The setup and flow of Beatriz at Dinner is commendable and paces the film nicely, sort of a day in the life of Beatriz. The film begins as the character awakens to her pet dogs and goat noisily beginning their day and culminates late at night, the dinner party concludes, and the last glass of wine consumed. In this way the film has a nice packaged feel that keeps the story confined and structured.

Being an independent film, the budget is small and most of the scenes are shot in the spacious modern house overlooking the Pacific Ocean, which works well. Gorgeous and vast, many rooms are used as conversations among the characters occur, many overlapping each other. Beatriz at Dinner could have been a play, and this helps with the good flow.

Hayek and Lithgow are the main draws as their initial guarded pleasantries progress to venom and violence, albeit largely imagined. Initially thinking that Beatriz is the household help, Doug is inquisitive about her entry into the United States and makes numerous insulting gestures, mispronouncing her Mexican hometown and mocking her profession. Beatriz calmly endures his racism and begins discussions about how his business harms animals and people as emotions escalate. The actors play off each other wonderfully and share chemistry.

With each glass of wine Beatriz becomes more brazen and shares a story of how people in her village lost their land to real estate development and shares a humanistic viewpoint while Doug sees life as to be lived while you can.

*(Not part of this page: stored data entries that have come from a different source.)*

PR #218, opened 2026-09-14
Open the datasource off the event loop

Pulpyyyy:
`get_gtfs` opens the sqlite file through pygtfs and, when the file is not there, downloads and unpacks the feed. Both coordinators and the two service helpers (`get_route_departures`, `get_trip_stops`) call it straight from a coroutine, so every refresh cycle does disk work on the event loop, and a datasource whose file has gone does a whole download there.

This hands the call to the executor, like the other blocking calls those functions already make. Four call sites, no other change. Your tests/ stay 17/17: the fake hass runs executor jobs inline, so they see the same call.


vingerha:
Thx, I will have another look at this, the current handling of extracting and covering for issues/erors is a bit of a mess
But, other stuff too, spent a lot of time here the past 1-2 weeks and will try to spend a bit more time on Music Assistant (want to have it multi-channel over hdmi)

vingerha:
Thx, I will add more guard steps in the code later.

PR #965, opened 2024-11-07
feat(mailjet): add event_payload to provider options

mrdotb:
I need this feature from mailjet that is not implemented.
https://dev.mailjet.com/email/guides/send-api-v31/#tag-email-messages
I added the possibility to add an event_payload


princemaple:
Cool.

PR #967, opened 2024-11-07
Handle direct URL specification on MSGraph.deliver

### LINKED ISSUE #966: Support Distribution Lists with the MSGraph Adapter
The MSGraph Adapter currently assumes that the from address is always directly tied to the URL used to post the message.

**Is your feature request related to a specific adapter? Please specify.**
MSGraph

**Describe the solution you'd like**
An optional, configurable URL that can be passed in on `deliver`, allowing a client to directly specify the URL that the message would be posted to.

**Describe alternatives you've considered**
Raw MSGraph API handling which...would be much harder as it would need to implement everything swoosh does + the above

**Additional context**
The driver here is allowing the adapter to handle Distribution Lists, though in the wider scheme allows swoosh clients to utilize this in ways to support varying forms of "send as" and "send on behalf of" via MSGraph API.

PR incoming to make this happen.

LetThereBeDwight:
Closes #966


princemaple:
An easy LGTM. Thanks!

LetThereBeDwight:
Can I expect a hex push in the nearish future @princemaple ?

princemaple:
It's already out ;)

Despite their dislike for each-others lifestyle the film has Beatriz and Doug at leastĀ listen to one otherĀ and attempt to understand the other’s opinion, which is more than can be said for the supporting players motivations or lack thereof.

Besides Kathy, while sympathetic to Beatriz’s calm demeanor and life rich philosophies, she also realizes that Doug is her family’s meal ticket. The other party attendees are written as polite yet uninteresting twits with nothing to talk about except a reality star’s nude photos, dinner, or a handful of other nothing topics. Chloe Sevigny, Jay Duplass, Amy Landecker, and David Warshofsky have little to do other than stand around and react to meatier written material that Hayek and Lithgow get to play.

Beatriz at Dinner had me in its corner until the film takes a jarring turn during the final act. As Beatriz leaves the party and sets about on her way home, she hastily decides to grab a letter opener and bludgeon Doug to death as the dinner guests hysterically realize what is happening. Instead of leaving things be the film chooses to make this only Beatriz’s fantasy and then have her go to the ocean and walk into the waves. Does this mean she commits suicide or is this another fantasy? Unclear and unsatisfying is this final sequence.

I am not sure why Beatriz at Dinner is considered a comedy. Perhaps a mild dark comedy, I argue that the film is a straight-ahead drama and lacks the witty humor that made dinner party themed films such as Who’s Afraid of Virginia Woolf? (1966) and The Boys in the Band (1970) such masterpieces.

Beatriz at Dinner (2017) is a valiant attempt at offering social commentary in a time when discussions like these are needed in films and the project largely succeeds. An impassioned yet subdued performance by Hayek deservedly earned her a Female Lead Independent Film nomination. Rich writing garnered the film a Best Screenplay nomination too, but a big whiff at the end lowers the overall experience a notch.